Provide again, from the entries below, every line from the one containing "add support for" through the one containing "The previous PR", exactly as written, and no other line.

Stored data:
--- START ---

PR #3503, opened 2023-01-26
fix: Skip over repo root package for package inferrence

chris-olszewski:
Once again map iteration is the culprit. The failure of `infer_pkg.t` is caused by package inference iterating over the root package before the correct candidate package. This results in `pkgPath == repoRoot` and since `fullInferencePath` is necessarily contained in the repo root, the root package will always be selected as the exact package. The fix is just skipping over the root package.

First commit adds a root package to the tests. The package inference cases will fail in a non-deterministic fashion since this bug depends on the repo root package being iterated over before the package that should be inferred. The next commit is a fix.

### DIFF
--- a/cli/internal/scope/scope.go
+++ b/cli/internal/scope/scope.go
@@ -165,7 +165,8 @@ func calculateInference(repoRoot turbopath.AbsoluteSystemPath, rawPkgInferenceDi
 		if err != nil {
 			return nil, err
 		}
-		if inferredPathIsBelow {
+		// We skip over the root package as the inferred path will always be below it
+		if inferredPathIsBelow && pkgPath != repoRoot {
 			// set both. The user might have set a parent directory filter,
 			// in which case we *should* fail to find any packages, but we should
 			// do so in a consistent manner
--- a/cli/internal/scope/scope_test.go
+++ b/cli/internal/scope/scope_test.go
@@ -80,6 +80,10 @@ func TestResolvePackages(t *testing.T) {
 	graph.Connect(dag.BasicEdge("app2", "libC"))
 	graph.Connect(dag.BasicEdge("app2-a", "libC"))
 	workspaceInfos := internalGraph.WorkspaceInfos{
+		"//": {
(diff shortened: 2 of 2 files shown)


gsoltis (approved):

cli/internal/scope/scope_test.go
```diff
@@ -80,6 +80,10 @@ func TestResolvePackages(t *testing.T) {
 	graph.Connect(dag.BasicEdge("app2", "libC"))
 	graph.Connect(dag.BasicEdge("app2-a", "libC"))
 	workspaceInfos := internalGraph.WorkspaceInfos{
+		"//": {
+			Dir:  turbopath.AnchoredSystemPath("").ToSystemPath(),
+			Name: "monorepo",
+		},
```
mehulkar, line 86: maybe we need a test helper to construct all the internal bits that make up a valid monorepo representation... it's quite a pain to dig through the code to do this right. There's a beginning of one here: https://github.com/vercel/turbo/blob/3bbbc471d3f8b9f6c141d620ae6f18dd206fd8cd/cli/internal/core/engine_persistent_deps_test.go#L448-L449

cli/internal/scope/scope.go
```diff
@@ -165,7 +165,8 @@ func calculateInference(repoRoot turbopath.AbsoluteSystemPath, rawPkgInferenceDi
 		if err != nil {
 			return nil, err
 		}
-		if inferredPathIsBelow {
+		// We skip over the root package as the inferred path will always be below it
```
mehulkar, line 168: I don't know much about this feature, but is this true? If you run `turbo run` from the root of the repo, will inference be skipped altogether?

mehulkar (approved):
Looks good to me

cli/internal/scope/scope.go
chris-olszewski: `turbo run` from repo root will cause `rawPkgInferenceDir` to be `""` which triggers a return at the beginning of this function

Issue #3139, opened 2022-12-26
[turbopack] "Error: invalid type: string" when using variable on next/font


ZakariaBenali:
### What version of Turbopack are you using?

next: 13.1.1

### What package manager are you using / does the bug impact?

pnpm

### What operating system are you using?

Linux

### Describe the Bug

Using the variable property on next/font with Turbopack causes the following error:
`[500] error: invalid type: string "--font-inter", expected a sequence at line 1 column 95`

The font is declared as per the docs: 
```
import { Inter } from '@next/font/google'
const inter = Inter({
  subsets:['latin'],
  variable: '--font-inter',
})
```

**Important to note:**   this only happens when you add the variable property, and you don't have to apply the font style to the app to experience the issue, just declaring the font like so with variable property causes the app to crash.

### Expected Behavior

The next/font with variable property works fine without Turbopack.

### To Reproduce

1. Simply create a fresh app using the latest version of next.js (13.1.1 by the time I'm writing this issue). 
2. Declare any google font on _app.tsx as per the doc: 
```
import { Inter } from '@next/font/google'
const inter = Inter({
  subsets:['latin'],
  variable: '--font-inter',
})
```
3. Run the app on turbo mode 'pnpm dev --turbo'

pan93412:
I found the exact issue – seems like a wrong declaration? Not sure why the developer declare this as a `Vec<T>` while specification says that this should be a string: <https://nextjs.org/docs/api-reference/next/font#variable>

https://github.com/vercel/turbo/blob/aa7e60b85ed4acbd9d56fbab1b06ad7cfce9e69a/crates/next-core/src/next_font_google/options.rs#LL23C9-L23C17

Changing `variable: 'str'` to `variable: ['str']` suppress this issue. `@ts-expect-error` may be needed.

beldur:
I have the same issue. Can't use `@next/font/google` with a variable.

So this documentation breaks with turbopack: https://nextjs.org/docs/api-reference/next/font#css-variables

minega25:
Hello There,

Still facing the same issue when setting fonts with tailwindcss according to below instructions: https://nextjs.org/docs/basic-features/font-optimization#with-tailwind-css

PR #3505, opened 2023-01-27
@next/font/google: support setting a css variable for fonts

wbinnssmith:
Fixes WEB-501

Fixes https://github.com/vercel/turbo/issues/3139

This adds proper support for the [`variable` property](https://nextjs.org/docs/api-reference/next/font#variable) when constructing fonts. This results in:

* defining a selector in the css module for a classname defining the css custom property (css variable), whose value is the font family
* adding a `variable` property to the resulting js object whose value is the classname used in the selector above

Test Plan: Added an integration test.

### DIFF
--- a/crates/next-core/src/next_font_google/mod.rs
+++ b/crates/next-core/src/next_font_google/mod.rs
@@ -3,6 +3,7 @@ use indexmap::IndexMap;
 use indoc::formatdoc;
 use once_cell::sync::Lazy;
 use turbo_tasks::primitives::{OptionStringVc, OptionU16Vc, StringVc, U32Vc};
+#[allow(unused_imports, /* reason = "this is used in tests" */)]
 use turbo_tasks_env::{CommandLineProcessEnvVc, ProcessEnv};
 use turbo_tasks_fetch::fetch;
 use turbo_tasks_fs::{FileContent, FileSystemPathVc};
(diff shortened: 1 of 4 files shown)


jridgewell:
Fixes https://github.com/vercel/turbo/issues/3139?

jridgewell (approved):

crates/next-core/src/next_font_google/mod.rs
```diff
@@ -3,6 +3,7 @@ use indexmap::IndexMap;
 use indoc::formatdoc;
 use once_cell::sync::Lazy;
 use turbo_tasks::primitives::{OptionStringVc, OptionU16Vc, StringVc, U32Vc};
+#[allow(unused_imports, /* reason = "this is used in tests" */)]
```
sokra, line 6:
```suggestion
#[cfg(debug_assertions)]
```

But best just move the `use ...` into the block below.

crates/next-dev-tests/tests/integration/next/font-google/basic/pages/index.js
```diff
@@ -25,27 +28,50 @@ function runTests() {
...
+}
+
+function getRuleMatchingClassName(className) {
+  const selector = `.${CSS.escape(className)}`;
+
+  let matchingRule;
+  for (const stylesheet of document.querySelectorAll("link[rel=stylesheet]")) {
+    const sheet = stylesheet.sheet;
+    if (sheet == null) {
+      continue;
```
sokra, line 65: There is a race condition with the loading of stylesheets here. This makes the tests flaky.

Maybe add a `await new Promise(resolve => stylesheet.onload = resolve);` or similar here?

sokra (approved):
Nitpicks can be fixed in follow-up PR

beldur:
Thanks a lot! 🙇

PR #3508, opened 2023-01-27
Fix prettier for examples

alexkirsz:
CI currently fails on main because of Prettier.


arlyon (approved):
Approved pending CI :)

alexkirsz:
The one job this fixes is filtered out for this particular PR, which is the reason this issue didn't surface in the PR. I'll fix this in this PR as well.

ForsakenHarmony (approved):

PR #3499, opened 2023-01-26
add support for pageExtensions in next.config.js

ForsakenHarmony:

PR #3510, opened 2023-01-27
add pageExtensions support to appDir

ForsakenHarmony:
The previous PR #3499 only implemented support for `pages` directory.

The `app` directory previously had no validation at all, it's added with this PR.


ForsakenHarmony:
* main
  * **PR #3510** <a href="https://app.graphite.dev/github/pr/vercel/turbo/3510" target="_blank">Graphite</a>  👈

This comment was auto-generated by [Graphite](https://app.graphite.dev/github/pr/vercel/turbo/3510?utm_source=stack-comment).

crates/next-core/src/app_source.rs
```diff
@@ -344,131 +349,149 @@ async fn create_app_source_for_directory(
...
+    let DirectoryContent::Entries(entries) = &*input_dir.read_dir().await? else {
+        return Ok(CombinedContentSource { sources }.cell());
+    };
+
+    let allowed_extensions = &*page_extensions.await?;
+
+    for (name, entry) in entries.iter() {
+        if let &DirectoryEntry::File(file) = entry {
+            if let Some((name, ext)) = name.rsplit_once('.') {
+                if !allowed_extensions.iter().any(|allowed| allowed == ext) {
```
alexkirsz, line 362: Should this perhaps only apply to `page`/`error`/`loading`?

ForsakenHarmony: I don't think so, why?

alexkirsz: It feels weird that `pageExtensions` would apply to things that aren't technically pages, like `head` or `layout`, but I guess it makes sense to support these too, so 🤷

--- END ---

### Response
add support for pageExtensions in next.config.js

ForsakenHarmony:

PR #3510, opened 2023-01-27
add pageExtensions support to appDir

ForsakenHarmony:
The previous PR #3499 only implemented support for `pages` directory.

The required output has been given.